(Supplied data Opens)

PR #2667, opened 2019-07-19
Platerecognizer

connortechnology:
Making this public for comments

This adds web ui support for using the platerecognizer.com service with ZoneMinder

### DIFF
--- a/scripts/ZoneMinder/lib/ZoneMinder/ConfigData.pm.in
+++ b/scripts/ZoneMinder/lib/ZoneMinder/ConfigData.pm.in
@@ -3983,6 +3983,40 @@ our @options = (
     type        => $types{boolean},
     category    => 'logging',
   },
+  {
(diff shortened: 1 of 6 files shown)


IgorA100:
The idea is certainly good, but I would look for an open source license plate recognition project instead of a proprietary one.

connortechnology:
We have support for both in eventserver.  This is mostly just the UI parts to make it easy to use. Way out of date though. 5 years.

IgorA100:
platerecognizer.com, in its free version, allows little number plate recognition.
I saw that this PR is 5 years old and has not been implemented.
Are you no longer planning to implement license plate recognition?
Maybe I should try using Tesseract OCR https://github.com/tesseract-ocr/tesseract?

connortechnology:
ALPR is hard... tesseract is the final step.  Anyways, ZMES supports both already.  This PR is just about adding elements to the web UI to configure it all.  We need a ton of work make nice UI to configure AI in the web ui.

(Supplied data Closes)

* Exercise prompt:
Each line of the material above must be reproduced exactly.

* Solution to the problem:
PR #2667, opened 2019-07-19
Platerecognizer

connortechnology:
Making this public for comments

This adds web ui support for using the platerecognizer.com service with ZoneMinder

### DIFF
--- a/scripts/ZoneMinder/lib/ZoneMinder/ConfigData.pm.in
+++ b/scripts/ZoneMinder/lib/ZoneMinder/ConfigData.pm.in
@@ -3983,6 +3983,40 @@ our @options = (
     type        => $types{boolean},
     category    => 'logging',
   },
+  {
(diff shortened: 1 of 6 files shown)


IgorA100:
The idea is certainly good, but I would look for an open source license plate recognition project instead of a proprietary one.

connortechnology:
We have support for both in eventserver.  This is mostly just the UI parts to make it easy to use. Way out of date though. 5 years.

IgorA100:
platerecognizer.com, in its free version, allows little number plate recognition.
I saw that this PR is 5 years old and has not been implemented.
Are you no longer planning to implement license plate recognition?
Maybe I should try using Tesseract OCR https://github.com/tesseract-ocr/tesseract?

connortechnology:
ALPR is hard... tesseract is the final step.  Anyways, ZMES supports both already.  This PR is just about adding elements to the web UI to configure it all.  We need a ton of work make nice UI to configure AI in the web ui.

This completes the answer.